М. С. взглянула в лицо дочери. Что-то в ней изменилось. И сильно. Она выглядит словно после тяжёлой болезни. Но это так и есть. Считай побывала уже по ту сторону. Вернулась… Потеряв все. Она очень бледная. Смотрит так, словно видела что-то запредельное. Нисколько не походит на тут девочку, посадившую в лужу чуть ли не целое министерство юстиции, и на того уже почти взрослого маленького солдата, способную штыком заколоть. А девочка бывала и такой. Но словно какая-то другая Марина Саргон лежит сейчас под казенным серым одеялом.
В иных прошлых поступках и высказываниях М. С. словно вновь видела саму себя, не Марину Саргон, а молодую М. С… А сейчас в Марине от прежнего остались только черты лица. И есть что-то такое, чего нет уже в М. С… Марина никогда не захочет стать новой М. С… Это словно не та Марина, которая так гордо вела себя на суде. От той-то в перспективе можно было дождаться всего чего угодно. Она теперь иная. И дело тут не в ранении. Что-то изменилось в её душе.

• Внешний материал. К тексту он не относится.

PR #1383, opened 2026-07-07
experiment(post-ui): separate fixture identity checks from reader shape checks

skulmakov-oss:
## Goal

Separate the fixture identity check from the shape check of the trust fields by emitting a specific trust_shape diagnostic.

This ensures the identity snapshot rejection does not obscure the reader's shape extraction abilities.


skulmakov-oss:
@codex review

— Как ты, маленькая? — почему-то М. С. почувствовала, что это именно то слово, которая она хочет услышать. Не имя, не звание, а именно это. Она слишком многое для своих лет пережила. И поступала как взрослая. Но она ещё не была взрослой. Снова хотела хоть до какой-то степени вновь стать ребёнком. М. С. почувствовала это. Почувствовала и другое- прежний мир Марины рухнул. Окончательно и бесповоротно. Балет пожирает человека целиком. Это отдельный мир, живущий по своим законам. Если по какой-то причине человек этого мира окажется выброшенным из него, то такому человеку будет крайне сложно адаптироваться в обычном мире. Марина жила балетом. М. С. сперва втихаря посмеивалась над увлечением дочери, потом поняла- девочка нашла свою судьбу. Перед самой войной известнейшая грэдская балерина сказала о ней- «Ещё несколько лет- и Звездой грэдского балета будут звать её, и только её»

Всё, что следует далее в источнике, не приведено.